God has never been seen by anyone, but if we love one another, he himself dwells in us; his love is brought to perfection within us.
This is how we know that we dwell in him and he dwells in us: he has imparted his Spirit to us. Moreover, we have seen for ourselves, and we are witnesses, that the Father has sent the Son to be the Saviour of the world. If anyone acknowledges that Jesus is God’s Son, God dwells in him and he in God. Thus we have come to know and believe in the love which God has for us.

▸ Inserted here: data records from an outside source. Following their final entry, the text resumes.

PR #59, opened 2020-05-22
Slightly refactoring vector release functions and adding new ones by UUID

Jeroen88:
Make vector release functions public. Rename all functions to 'clear' for consistency. Add clear functions per UUID.

With this PR all services or just one service can be released from the service vector. The same is available for characteristics and descriptors. This comes in handy if e.g. you want to connect to a device, inspect some static value (e.g. from Generic Access, 0x1800), release that service to free the allocated memory for it, and go on with reading more volatile data from other services.

- The functions for releasing all objects where already in the library, but `private` and not consistently named. These are all `public` now and renamed to `clear()`. This can be done without breaking the API because they were private. 
- The functions for releasing one object by UUID are added and called `clear(const NimBLEUUID &uuid)`.
- In `NimBLEScan` the public functions `clearResults()` and `erase(const NimBLEAddress &)` are similar and already `public`. Because they are `public`, they are not renamed to 'clear' for not breaking te API.

The new functions are:
Release all services with all its characteristics and all its descriptors:
``
pClient->clear();
``

Release one service by UUID and all characteristics and descriptors associated with that service:
``
pClient->clear(NimBLEUUID(uint16_t(0x180a)));
``

Release all characteristics and all descriptors of one service:
``
pClient->getService(NimBLEUUID(uint16_t(0x180a)))->clear();
``

Release one characteristic by UUID and all descriptors associated with that characteristic:
``
pClient->getService(NimBLEUUID(uint16_t(0x180a)))->clear(NimBLEUUID(uint16_t(0x2a26)));
``

Release all descriptors of one characteristic:
``
pClient->getService(NimBLEUUID(0xebe0ccb0, 0x7a0a, 0x4b0c, 0x8a1a6ff2997da3a6))->getCharacteristic(NimBLEUUID(0xebe0ccc1, 0x7a0a, 0x4b0c, 0x8a1a6ff2997da3a6))->clear();
``

Release one descriptor by UUID 
``
pClient->getService(NimBLEUUID(0xebe0ccb0, 0x7a0a, 0x4b0c, 0x8a1a6ff2997da3a6))->getCharacteristic(NimBLEUUID(0xebe0ccc1, 0x7a0a, 0x4b0c, 0x8a1a6ff2997da3a6))->clear(NimBLEUUID(uint16_t(0x2901)));
``

The latter two functions are there for consistency and completeness, but I expect that they will be rarely used.


h2zero:
This is good, we should talk about some overloaded functions for this and for the get() operations. 

I’m thinking about a user supplied vector or array of uuids they want to keep or retrieve so if they wanted 2 out of 5 characteristics of a service for instance they could supply those in 1 call that would either retrieve from get() or save from clear().

Thoughts?

Jeroen88:
> a user supplied vector or array of uuids they want to keep or retrieve 

At first I was thinking in that direction too, but I let go of that thought. Thinking about real life users and real life applications, I think there are two or three broad use cases:
1. One doesn't know a device and wants to explore it: just retrieve everything that is there
2. One wants to read a few values and the UUID's in the path are know: just get it
3. Same as 2. but static data is read only once. Most of the time this will be from one service. Read that service and clear it afterwards

I think especially the `client::clear()` (for a service) fits use case 3. The others are a bit of an overkill I think but I made them for uniformity and completeness.

Speaking about these kind of functions, `getService()`, `getCharacteristic()` and `getDescriptor()` could all be renamed to just `get()`. What they will get is perfectly clear from the context. It saves the programmer a lot of typing, but breaks the original API.
Also, I think I will add `readValue<T>()` today, to be consistent with `getValue<T>()` and add the possibility to read other data types than `std::string`, `uint8_t`, `uint16_t` and `uint32_t`. Next I would make the `readUint8()`, `readUint16()` and `readUint32()` functions deprecated, but what would you do?

Jeroen88:
@h2zero Updating to latest master. I used the function name` clear()` everywhere, you used `remove...()` everwhere. In this commit all functions are named `clear()`, but e.g. `removeCharacteristic(UUID)` and `removeCharacteristics()`  etc. is more in line with `getCharacteristic(UUID)` and `getCharacteristics()`.

h2zero:
As much as I dislike typing all that too, I think the function names should stay for readability. For instance `characteristic->clear()` is ambiguous, the user may believe that it is clearing everything from that object such as values or other data which is not what is happening. Same goes for the proposed `get()` shortcuts, it's too ambiguous, rather the call should describe the intent of what they want to get. 

Believe me, I'd love to have my application be able to have one line of code: `getDataAndDoStuff()` but that wouldn't help the next person that has to work on it lol (I think I'll sneak that one into the library 😄). 

That said I like where this is going and the functionality should be there for the user if they want it.

>Also in your suggestion the programmer first has to add a number of specific UUIDs to a vector and then call clear() once. In the current scenario, the programmer calls clear() for each UUID. I think the latter is a little bit more intuitive.

Or we could make it easy and use a list initializer
```
void clearExcept(const std::list<std::string> & uuids) {
    for(auto chr : getCharacteristics()) {
        auto it = std::find(uuids.begin(), uuids.end(), std::sting(chr->getUUID()));
        if(it == uuids.end()) {
            delete chr;
            m_characteristicVector.erase(chr);
        }
}

pService->clearExcept({"1234","ABCD"});
```
Very quick and dirty, just spitballing, but something like that would be a nice addition. This way if there is a device with a service that has 10 characteristics and we only want, say the temperature and battery characteristic we could remove all but those in a single call rather than looping through manually deleting what we don't want, or deleting all and re-creating just those.

Jeroen88:
I renamed the functions back to `delete...()`, with ... equals Service(-s), Characteristic(-s) or Descriptor(-s), depending on what it deletes. I thought 'delete' was a better option, because it actually _deletes_ the object, not only _removes_ it from the vector.

> As much as I dislike typing all that too, I think the function names should stay for readability

Actually the real reason for this is I wrote 'ch@rtr!stic$' a million times since I work on this library, not once without a typo.

> `getDataAndDoStuff()`

I am really looking forward to that new functionality.

> Or we could make it easy and use a list initializer

That is indeed an elegant option. I am still not convinced however: If you want to delete e.g. more than one service, you first have to do something with that service, otherwise you wouldn't have to retrieve that service in the first place. Something like:

```
BLEUUID uuid = BLEUUID(first UUID);
BLEService *pService = pClient->getService(uuid);
... do something with the service
pClient->deleteService(uuid);
uuid = BLEUUID(next UUID);
pService = pClient->getService(uuid);
... do something with the service
pClient->deleteService(uuid);
```

I think the list initialized delete functions are a bit of an overkill. I think the delete functions as they are there now already will not be used very much. The list initialized delete functions even less.
I leave it up to you if you want to create them! :grin:. Take care though, your quick and dirty code is incorrect: you are looping through a vector while deleting elements of it!

h2zero:
> Take care though, your quick and dirty code is incorrect: you are looping through a vector while deleting elements of it!

Lol yeah, that was the “dirty” part.

But you’re right I don’t see a lot of use for this except when we have retrieved the whole database from the sever and want to trim it back to a few attributes.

God is love; he who dwells in love is dwelling in God, and God in him.
(1 John 4:12-16)
If our hearts are filled with the love of God - if the spirit of the Lord dwells in us - then that way of living and thinking that was epitomised by Jesus will be reflected out into the world. As the Elder writes just a few verses later,
But if someone says, ‘I love God,’ while at the same time hating his [brother or sister], he is a liar. If he does not love a [brother or sister] whom he has seen, he is incapable of loving God whom he has not seen. We have this command from Christ: whoever loves God must love his [brother or sister] too.
(1 John 4:20-21)
So if somebody asks us what God looks like, or what God sounds like - if somebody asks, “What is God made of?” - we might honestly answer, “I don’t know… but everything that God wants you to know about Godself can be seen in humans like Jesus.” And if we’re following Jesus well, and honouring the image of God in this world, then we can invite people to look for God embodied in our humanity: in bodies of all colours and genders and abilities; in children as well as adults; in the care of a stranger for another human; and in the love of a family, whether by birth or of choice.
We may not look God in the eye in this life, or hug God, or converse with God as to a friend or parent. But as we grow in faith, we may come to accept that God wants us to see God’s glory unveiled in the mirror of each other, where the spirit of the Lord is transforming us and leading us all to freedom and liberation.